Dataset entries
PR #1602, opened 2025-01-26
CSHARP-1585: Add support for `"@<elem>"` special field name in ElementMatchFilterDefinition.

rstam:


tests/MongoDB.Driver.Tests/Linq/Linq3Implementation/Jira/CSharp1585Tests.cs
```diff
@@ -13,42 +13,43 @@
...
-            var serializerRegistry = BsonSerializer.SerializerRegistry;
-            var documentSerializer = serializerRegistry.GetSerializer<Document>();
-            var context = TranslationContext.Create(translationOptions: null);
-            var symbol = context.CreateSymbol(parameter, documentSerializer, isCurrent: true);
-            context = context.WithSymbol(symbol);
-            var filter = ExpressionToFilterTranslator.Translate(context, expression.Body, exprOk: false);
-            var simplifiedFilter = AstSimplifier.Simplify(filter);
+            var collection = GetCollection<Document>();
+            var filter = Builders<Document>.Filter.Where(
+                document => document.Details.A.Any(x => x.Any(y => Regex.IsMatch(y.DeviceName, @".Name0."))));
```
rstam, line 33: Note that LINQ already supported a way to write the query the user wanted to run.

tests/MongoDB.Driver.Tests/Linq/Linq3Implementation/Jira/CSharp1585Tests.cs
```diff
@@ -13,42 +13,43 @@
...
+            translatedFilter.Should().Be("{ 'Details.A' : { $elemMatch : { $elemMatch : { DeviceName : /.Name0./ } } } }");
+        }
+
+        [Fact]
+        public void Filter_Builder_ElemMatch_ElemMatch_should_translate_correctly()
+        {
+            var collection = GetCollection<Document>();
+            var deviceFilter = Builders<Device>.Filter.Regex(x => x.DeviceName, new BsonRegularExpression(".Name0."));
+            var deviceArrayFilter = Builders<Device[]>.Filter.ElemMatch("@<elem>", deviceFilter);
+            var filter = Builders<Document>.Filter.ElemMatch(x => x.Details.A, deviceArrayFilter);
```
rstam, line 47: Writing the same query using filter builders was very hard. It took me multiple tries.

It also requires adding support for the special `"@<elem>"` field name.

tests/MongoDB.Driver.Tests/Linq/Linq3Implementation/Jira/CSharp1585Tests.cs
```diff
@@ -13,42 +13,43 @@
...
+            var translatedFilter = TranslateFindFilter(collection, find);
+            translatedFilter.Should().Be("{ 'Details.A' : { $elemMatch : { $elemMatch : { DeviceName : /.Name0./ } } } }");
+        }
+
+        [Fact]
+        public void Filter_Builder_ElemMatch_ElemMatch_should_translate_correctly()
+        {
+            var collection = GetCollection<Document>();
+            var deviceFilter = Builders<Device>.Filter.Regex(x => x.DeviceName, new BsonRegularExpression(".Name0."));
+            var deviceArrayFilter = Builders<Device[]>.Filter.ElemMatch("@<elem>", deviceFilter);
```
sanych-sun, line 46: I'm OK with using "@<elem>" constant internally, but can we create additional overload for `ElemMatch` method without name parameter at all (and internally it could default to use "@<elem>")

src/MongoDB.Driver/FilterDefinitionBuilder.cs
```diff
@@ -473,6 +472,35 @@ public FilterDefinition<TDocument> BitsAnySet(Expression<Func<TDocument, object>
...
         }
 
+        /// <summary>
+        /// Creates an element match filter for an array value.
+        /// </summary>
+        /// <remarks>TDocument must implement IEnumerable{TITem} when using this overload of ElemMatch.</remarks>
+        /// <param name="filter">The item filter.</param>
+        /// <returns>An element match filter.</returns>
+        public FilterDefinition<TDocument> ElemMatch<TItem>(FilterDefinition<TItem> filter)
+            // where TDocument : IEnumerable<TItem> (can only be checked at runtime)
```
rstam, line 482: This is one of the weird parts of adding this overload.

This constraint must hold true but it can't be checked at compile time.

rstam: I'm not worried about this new overload resulting in ambiguities with the existing overloads because the number of parameters is different.

tests/MongoDB.Driver.Tests/Linq/Linq3Implementation/Jira/CSharp1585Tests.cs
```diff
@@ -13,42 +13,43 @@
...
+            var translatedFilter = TranslateFindFilter(collection, find);
+            translatedFilter.Should().Be("{ 'Details.A' : { $elemMatch : { $elemMatch : { DeviceName : /.Name0./ } } } }");
+        }
+
+        [Fact]
+        public void Filter_Builder_ElemMatch_ElemMatch_should_translate_correctly()
+        {
+            var collection = GetCollection<Document>();
+            var deviceFilter = Builders<Device>.Filter.Regex(x => x.DeviceName, new BsonRegularExpression(".Name0."));
+            var deviceArrayFilter = Builders<Device[]>.Filter.ElemMatch(deviceFilter);
```
rstam, line 46: This line was changed in the latest commit to use the new overload.

tests/MongoDB.Driver.Tests/Linq/Linq3Implementation/Jira/CSharp1585Tests.cs
rstam: Does the sequence of builders make sense to you?

```
Builders<Device>.Filter
Builders<Device[]>.Filter
Builders<Document>.Filter
```

It's subtle and it took me awhile to figure it out.

sanych-sun (approved):
LGTM

src/MongoDB.Driver/FilterDefinitionBuilder.cs
```diff
@@ -1880,8 +1880,11 @@ public override BsonDocument Render(RenderArgs<TDocument> args)
             }
 
             var renderedFilter = _filter.Render(args.WithNewDocumentType(itemSerializer) with { RenderForElemMatch = true });
+            var renderedElemMatch = new BsonDocument("$elemMatch", renderedFilter);
 
-            return new BsonDocument(renderedField.FieldName, new BsonDocument("$elemMatch", renderedFilter));
+            return renderedField.FieldName == "@<elem>" ?
```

■ THE PROBLEM
Copy out all the lines of the records that include "checked".

■ RESPONSE TO THE TASK
+            // where TDocument : IEnumerable<TItem> (can only be checked at runtime)
This constraint must hold true but it can't be checked at compile time.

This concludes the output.